Been thinking about how I should attach the tip of the cane and the handle (well, the steel top anyway, as much of a handle as that is). Anyone have any good ideas about that?


----------



## bobj3 (Jan 17, 2006)

Hey MrPumpernickel

if you do a search on the forum you will see many members have made many,, some great tips on the forum ....

=======



MrPumpernickel said:


> Hey.
> 
> I have a plan to make myself a nice dancing style cane with metal detailing. I don't really know which wood to use, it has to be very strong but still not brittle. I've worked quite a bit in wood, but mostly in birch and pine so my knowledge of other woods are rather limited, I'm hoping some of you may have some good suggestions what wood one could use.
> 
> ...


----------



## AxlMyk (Jun 13, 2006)

I understand that the root of the Honeysuckle is used for canes.


----------



## MrPumpernickel (Jan 12, 2009)

bobj3, yeah, I did search. However I didn't find any specifics, mostly just what kind of wood that person had used for his or her cane, not any real specifics towards what wood would work best. As it stands right now I'm considering making a laminate in an effort to stiffen up the wood I have avaliable since getting hold of proper wood seems to be a nightmare to say the least.
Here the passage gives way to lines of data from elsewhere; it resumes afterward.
PR #97, opened 2021-11-17
Change calls to QTHREAD_TRYLOCK_{INIT,DESTROY} to pass-by-ref

janciesko:
QTHREAD_TRYLOCK_INIT and QTHREAD_TRYLOCK_DESTROY initialized and destroyed local stack variables. This seems like unwanted behavior. Occasionally and interestingly on x86, uninitialized locks happened to be zero-initialized which resulted in working code.


olivier-snl:
Good work tracking this down.

cjhackillinois:
why does passing by ref fix the issue?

There just aren't any sawmills or carpentry shops around here that carry that kind of thing, and special ordering is just an economic cunundrum in itself.
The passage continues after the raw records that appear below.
Issue #57, opened 2018-07-05
sinc issues with multiple workers per shepherd on power and arm


stelleg:
I'm seeing issues with `sherwood` and `distrib` on power and arm when using sincs and `NUM_WORKERS_PER_SHEPHERD > 1`.

I'm guessing there needs to be some added memory fences. A sinc-based fib exercises the bugs:

```
#include <qthread/qthread.h>
#include <qthread/sinc.h>
#include <assert.h>

typedef struct {
  int i;
  qt_sinc_t* s;
  int *ret;
} args_t;

aligned_t fib(void *args_){
  args_t* args = (args_t*)args_;
  if(args->i < 2){
    *args->ret = 1;
    qt_sinc_submit(args->s, NULL);
    return 0;
  }
  int x, y;
  qt_sinc_t sinc;
  qt_sinc_init(&sinc, 0, NULL, NULL, 2);

  args_t argsx = { args->i-1, &sinc, &x };
  args_t argsy = { args->i-2, &sinc, &y };

  qthread_fork_copyargs(fib, &argsx, sizeof(args_t), NULL);
  qthread_fork_copyargs(fib, &argsy, sizeof(args_t), NULL);

  qt_sinc_wait(&sinc, NULL);
  qt_sinc_submit(args->s, NULL);
  *args->ret  = x + y;
  return 0;
}

int main(){
  assert(qthread_initialize() == 0);
  qt_sinc_t sinc;
  qt_sinc_init(&sinc, 0, NULL, NULL, 1);
  int ret;
  args_t args = { 30, &sinc, &ret };
  qthread_fork_copyargs(fib, &args, sizeof(args_t), NULL);
  qt_sinc_wait(&sinc, NULL);
  printf("%d\n", ret);
}
```

stelleg:
Looks like `distrib` can also have  issues even with 1 worker per shepherd. I'm also not convinced it is `sinc`-related, as this errors seem to be occurring in enqueue dequeue subroutines.

npe9:
Gotcha, I'll look at this next week.

olivier-snl:
@stelleg Thanks for the reproducer, which we might want to add to the test suite.  The timing is good since we are preparing for an end of FY point release, and we can include a fix for this in that.

npe9:
@olivier-snl I just added @stelleg's test to the test suite (it passes on OSX). I'll play with it on the testbeds. Do we have a testbed that would be particularly representative?

[...]

PR #98, opened 2021-11-18
Fix memory consistency issues on PowerPC and ARM

janciesko:
Adds the atomic type specifier (C11) to members of structs used for thread synchronization. This implements sequential consistency (memory_order_seq_cst) for loads and stores to these members. This PR should fix issues on weakly-ordered systems (ARM, PowerPC) as described here:
- Sinc issues with multiple workers per shepherd on power and arm [#57]

### DIFF
--- a/include/qt_atomics.h
+++ b/include/qt_atomics.h
@@ -5,6 +5,7 @@
 
 #include <qthread/common.h>
 #include <qthread/qthread.h>
+#include <stdatomic.h>
 
 #ifdef QTHREAD_NEEDS_IA64INTRIN
 # ifdef HAVE_IA64INTRIN_H
@@ -26,8 +27,8 @@
 #elif (QTHREAD_ASSEMBLY_ARCH == QTHREAD_IA32) || \
     (QTHREAD_ASSEMBLY_ARCH == QTHREAD_AMD64)
 # define SPINLOCK_BODY() do { COMPILER_FENCE; __asm__ __volatile__ ("pause" ::: "memory"); } while (0)
-#else // ifdef QTHREAD_OVERSUBSCRIPTION
-# define SPINLOCK_BODY() do { COMPILER_FENCE; } while (0)
+#else 
+# define SPINLOCK_BODY() do { COMPILER_FENCE; atomic_thread_fence(memory_order_acquire); /*asm volatile("sync");*/ } while (0)
 #endif // ifdef QTHREAD_OVERSUBSCRIPTION
 
 #if defined(__tile__)
@@ -56,7 +57,9 @@ void qt_spin_exclusive_unlock(qt_spin_exclusive_t *);
 # define QTHREAD_FASTLOCK_LOCK(x)     { aligned_t val = qthread_incr(&(x)->enter, 1); \
                                         while (val != (x)->exit) SPINLOCK_BODY(); /* spin waiting for my turn */ }
 # define QTHREAD_FASTLOCK_UNLOCK(x)   do { COMPILER_FENCE; \
-                                           (x)->exit++; /* allow next guy's turn */ } while (0)
+                                           (x)->exit++; /* allow next guy's turn */ \
+                                           atomic_thread_fence(memory_order_release); \
+                                        } while (0)
 # define QTHREAD_FASTLOCK_DESTROY(x)
 # define QTHREAD_FASTLOCK_DESTROY_PTR(x)
 # define QTHREAD_FASTLOCK_TYPE        qt_spin_exclusive_t
@@ -132,9 +135,10 @@ typedef union qt_spin_trylock_s {
 # define QTHREAD_TRYLOCK_INIT_PTR(x) { (x)->u = 0; }
 # define QTHREAD_TRYLOCK_LOCK(x)     { uint32_t val = qthread_incr(&(x)->s.users, 1); \
                                        while (val != (x)->s.ticket) SPINLOCK_BODY(); /* spin waiting for my turn */ }
-# define QTHREAD_TRYLOCK_UNLOCK(x)   do { COMPILER_FENCE;                                               \
+# define QTHREAD_TRYLOCK_UNLOCK(x)   do { COMPILER_FENCE; \
                                           qthread_incr(&(x)->s.ticket, 1); /* allow next guy's turn */ \
-} while (0)
+                                          atomic_thread_fence(memory_order_release); \
+                                        } while (0)
 # define QTHREAD_TRYLOCK_DESTROY(x)
 # define QTHREAD_TRYLOCK_DESTROY_PTR(x)
 
--- a/include/qt_atomics.h
+++ b/include/qt_atomics.h
@@ -5,7 +5,19 @@
 
 #include <qthread/common.h>
 #include <qthread/qthread.h>
+
+#ifndef __STDC_NO_ATOMICS__
+#define USE_C11_MEMORY_FENCE
 #include <stdatomic.h>
+#endif
+
+#ifdef USE_C11_MEMORY_FENCE
+#define THREAD_FENCE_MEM_ACQUIRE atomic_thread_fence(memory_order_acquire)
+#define THREAD_FENCE_MEM_RELEASE atomic_thread_fence(memory_order_release)
+#else
+#define THREAD_FENCE_MEM_ACQUIRE MACHINE_FENCE
+#define THREAD_FENCE_MEM_RELEASE MACHINE_FENCE
+#endif
 
 #ifdef QTHREAD_NEEDS_IA64INTRIN
 # ifdef HAVE_IA64INTRIN_H
@@ -56,10 +68,10 @@ void qt_spin_exclusive_unlock(qt_spin_exclusive_t *);
 # define QTHREAD_FASTLOCK_INIT_PTR(x) { (x)->enter = 0; (x)->exit = 0; }
 # define QTHREAD_FASTLOCK_LOCK(x)     { aligned_t val = qthread_incr(&(x)->enter, 1); \
                                         while (val != (x)->exit) SPINLOCK_BODY(); \
-                                          atomic_thread_fence(memory_order_acquire); /* spin waiting for my turn */ }
+                                          THREAD_FENCE_MEM_ACQUIRE; /* spin waiting for my turn */ }
 # define QTHREAD_FASTLOCK_UNLOCK(x)   do { COMPILER_FENCE; \
                                            (x)->exit++; /* allow next guy's turn */ \
-                                           atomic_thread_fence(memory_order_release); \
+                                           THREAD_FENCE_MEM_RELEASE; \
                                         } while (0)
 # define QTHREAD_FASTLOCK_DESTROY(x)
 # define QTHREAD_FASTLOCK_DESTROY_PTR(x)
@@ -136,10 +148,10 @@ typedef union qt_spin_trylock_s {
 # define QTHREAD_TRYLOCK_INIT_PTR(x) { (x)->u = 0; }
 # define QTHREAD_TRYLOCK_LOCK(x)     { uint32_t val = qthread_incr(&(x)->s.users, 1); \
                                        while (val != (x)->s.ticket) SPINLOCK_BODY(); \
-                                          atomic_thread_fence(memory_order_acquire); /* spin waiting for my turn */ }
+                                          THREAD_FENCE_MEM_ACQUIRE; /* spin waiting for my turn */ }
 # define QTHREAD_TRYLOCK_UNLOCK(x)   do { COMPILER_FENCE; \
                                           qthread_incr(&(x)->s.ticket, 1); /* allow next guy's turn */ \
-                                          atomic_thread_fence(memory_order_release); \
+                                          THREAD_FENCE_MEM_RELEASE; \
                                         } while (0)
 # define QTHREAD_TRYLOCK_DESTROY(x)
 # define QTHREAD_TRYLOCK_DESTROY_PTR(x)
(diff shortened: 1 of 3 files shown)


olivier-snl:
Chapel currently recommends but does not require C11, FYI.

dmk42:
Certain configurations of Chapel do require C11, so I would recommend checking with @ronawho .  They might be willing to require C11 all the time, to get the improved ARM support.

stelleg:
Just tested this quickly on a 64 core ThunderX2 system and am seeing the following failures:

```
FAIL lock_acq_rel (exit status: 139)
FAIL task_spawn (exit status: 139)
FAIL test_spawn_simple (exit status: 139)
```

janciesko:
Yes, I can reproduce. Calls too `atomic_thread_fence(memory_order_seq_cst);` seem to have no effect. However, making the lock variables _Atomic,  see permalink below, seems to fix the issue but would fail at compilation on MacOS/CLANG (Atomic built-ins require PODs or pointer to pointer).
https://github.com/Qthreads/qthreads/blob/71d29efea190c7cd1349be9b4feb0d5047f92132/include/qt_atomics.h#L125-L126

janciesko:
An issue reproducer is located here: https://github.com/janciesko/qthreads/commit/8900fc3734bb3da6c56df46d5efa8c5e98aa03a9

It shows consistent failures on ARM and Power ISA and succeeds on both architectures if USE_PTHREAD is enabled. It succeeds consistently in either case on x86.

janciesko:
I have updated the PR by moving the atomic_thread_fence(memory_order_acquire) to the outside of the spin lock body. This was an error. The current PR version fixes the issue in my test runs.

janciesko:
@olivier-snl @cjhackillinois
Qthreads builds and passes on my x86 Mac (Clang 13) with this PR. Further, the following configurations pass on all 
test beds;
`--disable-builtin-atomics //use asm assembly`
`--disable-hardware-atomics //use fallback via pthread mutex`
Note: The inline assembly code includes `isync` on the PowerPC ISA which removes the consistency issue. We do not have asm implementations of locks for ARM thus either pthread mutexes or built-in atomics must be used.

cjhackillinois:
@janciesko To confirm, PR 98 and 99 add fixes so builtins on ARMv8 work?

olivier-snl:
> @janciesko To confirm, PR 98 and 99 add fixes so builtins on ARMv8 work?

Yes, along with your #95

include/qt_atomics.h
```diff
@@ -6,6 +6,19 @@
 #include <qthread/common.h>
 #include <qthread/qthread.h>
 
+#ifndef __STDC_NO_ATOMICS__
+#define USE_C11_MEMORY_FENCE
+#include <stdatomic.h>
+#endif
```
ronawho, line 12: I'm not sure how much this helps with portability. There's only a few compilers that actually set `__STDC_NO_ATOMICS__` (I think intel for a release or 2 and PGI for a while) and obviously compilers that were out before C11 was introduced won't have this set.

I don't think this is an issue for Chapel, as we now require fairly modern C compilers, but it may hurt overall qthreads portability. Maybe this could just be a configure test instead?

ronawho:
Hi @dmk42 -- good to hear from you, been a while!

---

I haven't thought about this issue in some time, so catching myself back up:
 - We saw hangs and failures for several Chapel tests on an internal ARM XC system ever since we started testing on it. I think we worked around this in April 2020 by not using native FEB in https://github.com/chapel-lang/chapel/pull/15520. Reverting that PR, I still see failures for our test `$CHPL_HOME/test/runtime/configMatters/comm/cache-remote/acqrel-sync.chpl` (fails ~1/25 trials)
 - I don't remember how I got to the reproducer, but I think I sent Jan the test in this PR back in April 2021 as something that failed for me on our internal machine and Mayer (Sandia ARM machine.) I haven't verified, but I'm assuming that test now passes.

---

Testing now, `$CHPL_HOME/test/runtime/configMatters/comm/cache-remote/acqrel-sync.chpl` seems to pass for me with this PR applied and https://github.com/chapel-lang/chapel/pull/15520 reverted (at least for 100 trials, I'll run more overnight.) That said, I do worry that there could still be other memory consistency issues lurking. Have you done an audit of the code, or mostly just focusing on the known test failures?

I also worry this is adding an extra fence on x86 where it might not be needed. I've set up testing in Chapel's performance playground and will report back results in the next day or 2 after that gets a chance to run. If there are performance regressions I wonder if you could reimplement the ticket counter purely with C11 atomics (likely with orders beyond `seq_cst` to allow the backend to best optimize for each ISA.)

include/qt_atomics.h
janciesko: We could add a configure check in favor of less ifdefs in the code. The effect would be the same. Clang and MSVC do set this variable.

janciesko:
Thanks Elliott. I have audited the code. Have you observed any indication for another memory inconstancy?
The implementation requires a thread_fence semantic on entering and exiting the critical section in order to propagate memory updates that occurred within the section. This comes for free on x86 as a side effect of atomic incr of the ticket counter. We could thus omit the thread barrier on x86 if we see a performance regression.

ronawho:
Unfortunately with more trials I'm still seeing errors for our test. With 1000 trials, I saw 3 wrong answers and 2 timeouts (presumably hangs) for `$CHPL_HOME/test/runtime/configMatters/comm/cache-remote/acqrel-sync.chpl`

If it's helpful I can try to get instructions for how to reproduce on Mayer, but I don't think I'll have time to help create a standalone qthreads reproducer until after the new year.

include/qt_atomics.h
olivier-snl: > 

To support earlier compilers, we could guard on __STDC_VERSION__ (if you don't want to work with the configure test)

ronawho:
I wanted to see if the issue for my test is with these locks or something other code. I changed to a simple C11 test-and-test-and-set lock (taken from a spinlock we use in the chapel runtime, it's fast but doesn't have the fairness properties that the ticket lock does) and with that my test passed 1000 trials. To me that indicates there's still some memory consistency issue in this updated lock implementation.

Diff on top of this PR:

```diff
diff --git a/qthread-src/include/qt_atomics.h b/qthread-src/include/qt_atomics.h
index 322b8cc56f..6132e98abe 100644
--- a/qthread-src/include/qt_atomics.h
+++ b/qthread-src/include/qt_atomics.h
@@ -9,6 +9,7 @@
 #ifndef __STDC_NO_ATOMICS__
 #define USE_C11_MEMORY_FENCE
 #include <stdatomic.h>
+#include <stdbool.h>
 #endif

 #ifdef USE_C11_MEMORY_FENCE
@@ -58,25 +59,17 @@
 #elif defined(USE_INTERNAL_SPINLOCK) && USE_INTERNAL_SPINLOCK
 # define QTHREAD_FASTLOCK_SETUP() do { } while (0)
 # define QTHREAD_FASTLOCK_ATTRVAR
-typedef struct qt_spin_exclusive_s { /* added to allow fast critical section ordering */
-    aligned_t enter;                 /* and not call pthreads spin_lock -- hard to debug */
-    aligned_t exit;                  /* near the lock under gdb -- 4/1/11 akp */
-} qt_spin_exclusive_t;
+typedef atomic_bool qt_spin_exclusive_t;
 void qt_spin_exclusive_lock(qt_spin_exclusive_t *);
 void qt_spin_exclusive_unlock(qt_spin_exclusive_t *);
-# define QTHREAD_FASTLOCK_INIT(x)     { (x).enter = 0; (x).exit = 0; }
-# define QTHREAD_FASTLOCK_INIT_PTR(x) { (x)->enter = 0; (x)->exit = 0; }
-# define QTHREAD_FASTLOCK_LOCK(x)     { aligned_t val = qthread_incr(&(x)->enter, 1); \
-                                        while (val != (x)->exit) SPINLOCK_BODY(); \
-                                          THREAD_FENCE_MEM_ACQUIRE; /* spin waiting for my turn */ }
-# define QTHREAD_FASTLOCK_UNLOCK(x)   do { COMPILER_FENCE; \
-                                           (x)->exit++; /* allow next guy's turn */ \
-                                           THREAD_FENCE_MEM_RELEASE; \
-                                        } while (0)
+# define QTHREAD_FASTLOCK_INIT(x)     { atomic_init(&x, false); }
+# define QTHREAD_FASTLOCK_INIT_PTR(x) { atomic_init(x, false); }
+# define QTHREAD_FASTLOCK_LOCK(x)     while ( atomic_load(x) || atomic_exchange_explicit(x, true, memory_order_acquire)) { SPINLOCK_BODY(); }
+# define QTHREAD_FASTLOCK_UNLOCK(x)   do { atomic_store_explicit(x, false, memory_order_release); } while (0)
 # define QTHREAD_FASTLOCK_DESTROY(x)
 # define QTHREAD_FASTLOCK_DESTROY_PTR(x)
 # define QTHREAD_FASTLOCK_TYPE        qt_spin_exclusive_t
-# define QTHREAD_FASTLOCK_INITIALIZER (qt_spin_exclusive_t) {0, 0 }
+# define QTHREAD_FASTLOCK_INITIALIZER false
 #elif defined(HAVE_PTHREAD_SPIN_INIT) && !defined(QTHREAD_OVERSUBSCRIPTION)
 # include <pthread.h>
 # define QTHREAD_FASTLOCK_ATTRVAR
```

include/qt_atomics.h
```diff
@@ -54,9 +67,12 @@ void qt_spin_exclusive_unlock(qt_spin_exclusive_t *);
 # define QTHREAD_FASTLOCK_INIT(x)     { (x).enter = 0; (x).exit = 0; }
 # define QTHREAD_FASTLOCK_INIT_PTR(x) { (x)->enter = 0; (x)->exit = 0; }
 # define QTHREAD_FASTLOCK_LOCK(x)     { aligned_t val = qthread_incr(&(x)->enter, 1); \
-                                        while (val != (x)->exit) SPINLOCK_BODY(); /* spin waiting for my turn */ }
+                                        while (val != (x)->exit) SPINLOCK_BODY(); \
+                                          THREAD_FENCE_MEM_ACQUIRE; /* spin waiting for my turn */ }
 # define QTHREAD_FASTLOCK_UNLOCK(x)   do { COMPILER_FENCE; \
-                                           (x)->exit++; /* allow next guy's turn */ } while (0)
+                                           (x)->exit++; /* allow next guy's turn */ \
+                                           THREAD_FENCE_MEM_RELEASE; \
```
ronawho, line 74: Doesn't the release fence need to be before the code that actually releases the lock? As-is it seems like a thread could execute `(x)->exit++;`, get interrupted and have another thread run and acquire the lock before any pending operations from the original thread are fenced.

janciesko: Yes.

janciesko: Yes, seem wrong here. Even without interruption. Another thread can be polling the while-loop on trying to enter while the thread that has entered the critical section is updating the exit++, thus allowing the polling thread to enter without the exiting thread to call `THREAD_FENCE_MEM_RELEASE`.

ronawho: FYI changing the order allowed 1K trials of my test to pass.

janciesko: Cool, thanks.

include/qt_atomics.h
```diff
@@ -131,10 +147,12 @@ typedef union qt_spin_trylock_s {
 # define QTHREAD_TRYLOCK_INIT(x)     { (x).u = 0; }
 # define QTHREAD_TRYLOCK_INIT_PTR(x) { (x)->u = 0; }
 # define QTHREAD_TRYLOCK_LOCK(x)     { uint32_t val = qthread_incr(&(x)->s.users, 1); \
-                                       while (val != (x)->s.ticket) SPINLOCK_BODY(); /* spin waiting for my turn */ }
-# define QTHREAD_TRYLOCK_UNLOCK(x)   do { COMPILER_FENCE;                                               \
+                                       while (val != (x)->s.ticket) SPINLOCK_BODY(); \
+                                          THREAD_FENCE_MEM_ACQUIRE; /* spin waiting for my turn */ }
+# define QTHREAD_TRYLOCK_UNLOCK(x)   do { COMPILER_FENCE; \
                                           qthread_incr(&(x)->s.ticket, 1); /* allow next guy's turn */ \
```
janciesko, line 153: @ronawho The same ordering issue applies here.

ronawho (approved):
👍   Looks good!

Chapel testing results:
- correctness and performance testing on x86 looks good. 
- correctness testing on ARM passed (tested on ThunderX2 and A64FX)

I can't use my Sandia account at the moment, so didn't test on mayer (also ThunderX2) or weaver (powerpc), but if I remember after I get my access sorted out I'll test then.

cjhackillinois:
What branch was this tested on for Thunder X2 and A64FX?

olivier-snl:
> What branch was this tested on for Thunder X2 and A64FX?

The most up-to-date should be https://github.com/Qthreads/qthreads/tree/PRTestBranchDec2021

ronawho:
I'm just testing this specific PR for now. Will test native context switching later.

olivier-snl:
> I'm just testing this specific PR for now. Will test native context switching later.

So there you go, @cjhackillinois : just https://github.com/janciesko/qthreads/tree/memory_fence_generic

cjhackillinois:
@olivier-snl  This PR doesn't contain the native ARMv8 code. I was just checking to be sure I interpret @ronawho comments correctly.

include/qt_atomics.h
cjhackillinois: Have we decided if we are going to guard with `__STDC_VERSION__` or `__STDC_NO_ATOMICS`

cjhackillinois (approved):
Nothing sticks out to me and should be ready for merge.

include/qt_atomics.h
ronawho: Here's the check we have in our C11 atomic implementation:

```c
#if __STDC_VERSION__ >= 201112L && !defined(__STDC_NO_ATOMICS__)
  #include <stdatomic.h>
  // ...
#endif
```

dmk42: Right, the method quoted by @ronawho is much preferred, since it filters out implementations that are not required to supply `__STDC_NO_ATOMICS__`.

janciesko: Nice. I am adding this to the PR.

janciesko: Done.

Didn't find anything about affixing metal knobs to the end of poles though. I'm considering just lathing the piece of steel with a groove inside and have the cane fit inside it and just fuse them with some epoxy glue. Then do the same thing but a bit differently for the point. We'll see how everything pans out.


----------



## dovetail_65 (Jan 22, 2008)

MrPumpernickel said:


> Thanks for the link, found some really nice info for woods, problem when I'm looking at it seems to be able to get hold of any type of exotic, or even semi-exotic hardwood around these parts. Unless I want to buy by the crate.
> 
> Been thinking about how I should attach the tip of the cane and the handle (well, the steel top anyway, as much of a handle as that is). Anyone have any good ideas about that?


I get 90% of my lumber mailed to me through UPS or Fed Ex.

Of the wood through the mail I get 70% on ebay and 30% directly off web sites. 

I have never had to send back or complain about one piece.

If you are willing to try online I will put up some links. The prices are low enough to where the shipping does not break the deal and normally no tax too.


----------



## MrPumpernickel (Jan 12, 2009)

By all means, link me up. However, I probably should've updated my profile after I registred; I'm in Sweden. Shipping will pretty much be an issue any way you twist it. I'm an avid eBayer and regularly international shipping will go for anything between 5-10 times the cost of domestic US shipping.


----------



## dovetail_65 (Jan 22, 2008)

Oh my that will make a huge difference!

I am surprised no in country company for you is an online supplier of wood. I would check that out first. 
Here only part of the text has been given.